Ms Jowell: We want to ensure that the points that we have made in our reasoned amendment are put to a vote in the House. We believe that, unless they are addressed, the Bill will be seriously weakened. I look forward to hearing the Minister respond to those issues in winding up.

In his concluding remarks, the Secretary of State mentioned that GPs who leave pilot schemes will be able to return to independent contractor status. We welcome that assurance, which will undoubtedly reassure GPs who wish to participate in pilot schemes. However, we were concerned by the Secretary of State's failure to mention any protection for patients who registered for pilot schemes that were discontinued. Listening to the Secretary of State--who is now chatting to his hon. Friend the Minister for Health--one was left with the impression that patients' interests are peripheral to the Bill. That impression was strengthened by the Secretary of State's remarks about the need for consultation with patients, to which we refer in our amendment.

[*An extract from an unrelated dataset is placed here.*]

PR #1465, opened 2021-06-04
Add compatibility matrix

jpkrohling:
This change adds a compatibility matrix to the readme file. It also extends the kuttl e2e tests to be executed in the N-2 versions of Kubernetes.

﻿Signed-off-by: Juraci Paixão Kröhling <juraci@kroehling.de>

My hon. Friend the Member for Islington, South and Finsbury pointed out the lack of detail on the precise course that any consultation should follow. No reference was made by the Secretary of State to the need for the view of patients to be fully considered before pilot projects are established.

In Committee--if we reach that stage--we shall pursue that issue, and shall seek an assurance from Ministers that pilot schemes will not proceed without first having been open to comment and consultation with patients. We shall also press the Government on the need for patients to be properly protected in the event of a pilot scheme being discontinued, and on the need for proper consultation with patients.

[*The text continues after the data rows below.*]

PR #1467, opened 2021-06-08
Remove OwnerReferences from CA configmaps

rubenvp8510:

This change is to avoid `ConfigMaps` which are not in the same namespace as the operator from being garbage collected.

As the documentation says:

> 
> Cross-namespace owner references are disallowed by design.
> Namespaced dependents can specify cluster-scoped or namespaced owners. A namespaced owner must exist in the same namespace as the dependent. If it does not, the owner reference is treated as absent, and the dependent is subject to deletion once all owners are verified absent.

https://kubernetes.io/docs/concepts/workloads/controllers/garbage-collection/

- This solves an issue that deletes CA/Service CA `ConfigMaps` from sidecars that are not in the same namespace as the operator.

- Removed the `OwnerReferences` from `ConfigMaps`
- Implemented a deletion logic for those `ConfigMaps` when a `Jaeger` instance is deleted.

**NOTE**: The clean up process consider that there is no more than one Jaeger instance with the same name on the cluster. I think we did this assumption for other parts of the code, so I don't think this will be a problem for now.


rubenvp8510:
Struggling to reach the desired coverage due the tests can't reach error blocks.

pkg/controller/jaeger/configmap.go
```diff
@@ -3,14 +3,18 @@ package jaeger
 import (
 	"context"
 
+	"k8s.io/apimachinery/pkg/selection"
```
jpkrohling, line 6: Import order.

pkg/controller/jaeger/configmap.go
```diff
@@ -63,3 +67,30 @@ func (r *ReconcileJaeger) applyConfigMaps(ctx context.Context, jaeger v1.Jaeger,
 
 	return nil
 }
+
+func (r *ReconcileJaeger) getSelectorsForConfigMaps(instanceName string, components []string) labels.Selector {
+	nameReq, _ := labels.NewRequirement("app.kubernetes.io/name", selection.DoubleEquals, []string{util.Truncate(instanceName, 63)})
```
jpkrohling, line 72: Document why you are swallowing the error.

jpkrohling (commented):
Looks good, just need to properly format the imports and document why errors are being swallowed.

pkg/controller/jaeger/configmap.go
rubenvp8510: Done

pkg/controller/jaeger/configmap.go
rubenvp8510: Ups.. my bad. Fixed

jpkrohling (approved):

The Secretary of State did not provide any detail on what the proposals in the Bill will do to address the crisis in NHS dentistry and to ensure that people have access to NHS dentists. Many people in the world outside would like to know what the Government intend to do. The British Dental Association found that one in three people have trouble finding an NHS dentist. There are enormous regional variations.

When the White Paper was published, the Secretary of State remarked:


That glib claim shows no understanding of the real problems that many people face when trying to find an NHS dentist. He should speak to his hon. Friend the Member for Blaby (Mr. Robathan), who admitted that it has become harder in recent years to find an NHS dentist.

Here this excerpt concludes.